* _What you are asked to do_: Check each line of the listing, and copy it if it contains the word "SUSEConnect".

○ ○ ○ ○ ○

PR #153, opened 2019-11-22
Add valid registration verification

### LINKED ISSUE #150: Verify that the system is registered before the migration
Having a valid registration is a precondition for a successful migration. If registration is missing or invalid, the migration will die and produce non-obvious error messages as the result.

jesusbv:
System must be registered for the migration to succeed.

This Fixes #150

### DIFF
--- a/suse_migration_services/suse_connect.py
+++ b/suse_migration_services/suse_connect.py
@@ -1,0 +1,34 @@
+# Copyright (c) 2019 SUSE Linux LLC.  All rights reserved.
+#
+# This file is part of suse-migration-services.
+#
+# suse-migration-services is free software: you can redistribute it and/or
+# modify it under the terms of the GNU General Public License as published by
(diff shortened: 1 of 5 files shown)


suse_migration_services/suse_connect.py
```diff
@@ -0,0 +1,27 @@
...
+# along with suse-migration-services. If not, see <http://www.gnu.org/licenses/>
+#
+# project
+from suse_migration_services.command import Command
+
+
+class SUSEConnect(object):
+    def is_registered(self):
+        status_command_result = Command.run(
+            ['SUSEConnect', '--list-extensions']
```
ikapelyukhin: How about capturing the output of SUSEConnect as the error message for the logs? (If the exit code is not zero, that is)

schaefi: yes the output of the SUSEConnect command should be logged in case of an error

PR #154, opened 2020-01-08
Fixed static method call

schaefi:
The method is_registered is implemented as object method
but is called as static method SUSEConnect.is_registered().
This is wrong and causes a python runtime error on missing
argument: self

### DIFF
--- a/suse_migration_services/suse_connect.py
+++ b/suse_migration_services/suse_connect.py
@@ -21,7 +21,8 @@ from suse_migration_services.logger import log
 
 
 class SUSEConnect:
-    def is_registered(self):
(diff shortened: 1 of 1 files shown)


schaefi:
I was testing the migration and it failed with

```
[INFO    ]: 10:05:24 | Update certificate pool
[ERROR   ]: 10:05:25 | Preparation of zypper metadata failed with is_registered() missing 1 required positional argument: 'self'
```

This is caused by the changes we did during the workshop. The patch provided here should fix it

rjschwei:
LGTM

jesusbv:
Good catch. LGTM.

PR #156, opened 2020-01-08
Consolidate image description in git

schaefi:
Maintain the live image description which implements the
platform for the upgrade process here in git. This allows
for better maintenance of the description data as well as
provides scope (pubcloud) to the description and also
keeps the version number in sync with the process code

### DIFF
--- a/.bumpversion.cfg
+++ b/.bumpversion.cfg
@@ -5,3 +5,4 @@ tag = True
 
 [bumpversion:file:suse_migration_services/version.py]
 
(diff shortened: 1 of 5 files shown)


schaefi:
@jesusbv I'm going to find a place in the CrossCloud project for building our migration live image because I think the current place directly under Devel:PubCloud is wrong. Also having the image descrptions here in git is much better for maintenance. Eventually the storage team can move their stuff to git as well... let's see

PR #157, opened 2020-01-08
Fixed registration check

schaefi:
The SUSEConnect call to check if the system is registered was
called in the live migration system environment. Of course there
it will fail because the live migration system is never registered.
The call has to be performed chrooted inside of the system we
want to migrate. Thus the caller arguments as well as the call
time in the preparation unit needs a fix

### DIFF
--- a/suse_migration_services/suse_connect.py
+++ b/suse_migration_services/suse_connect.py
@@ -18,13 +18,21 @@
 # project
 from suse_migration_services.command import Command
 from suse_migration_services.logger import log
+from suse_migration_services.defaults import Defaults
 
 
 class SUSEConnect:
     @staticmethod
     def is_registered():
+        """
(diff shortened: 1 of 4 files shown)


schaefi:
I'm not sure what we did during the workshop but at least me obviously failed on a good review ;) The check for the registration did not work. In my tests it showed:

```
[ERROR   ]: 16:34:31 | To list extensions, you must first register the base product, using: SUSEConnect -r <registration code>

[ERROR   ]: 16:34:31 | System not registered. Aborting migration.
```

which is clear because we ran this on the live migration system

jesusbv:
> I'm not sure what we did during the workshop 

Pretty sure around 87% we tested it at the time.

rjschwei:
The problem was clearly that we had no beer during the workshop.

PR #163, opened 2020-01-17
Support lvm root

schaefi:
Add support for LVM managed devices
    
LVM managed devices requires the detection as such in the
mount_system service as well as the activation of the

○ ○ ○ ○ ○

* _Task output_:
+class SUSEConnect(object):
+            ['SUSEConnect', '--list-extensions']
ikapelyukhin: How about capturing the output of SUSEConnect as the error message for the logs? (If the exit code is not zero, that is)
schaefi: yes the output of the SUSEConnect command should be logged in case of an error
but is called as static method SUSEConnect.is_registered().
 class SUSEConnect:
The SUSEConnect call to check if the system is registered was
 class SUSEConnect:
[ERROR   ]: 16:34:31 | To list extensions, you must first register the base product, using: SUSEConnect -r <registration code>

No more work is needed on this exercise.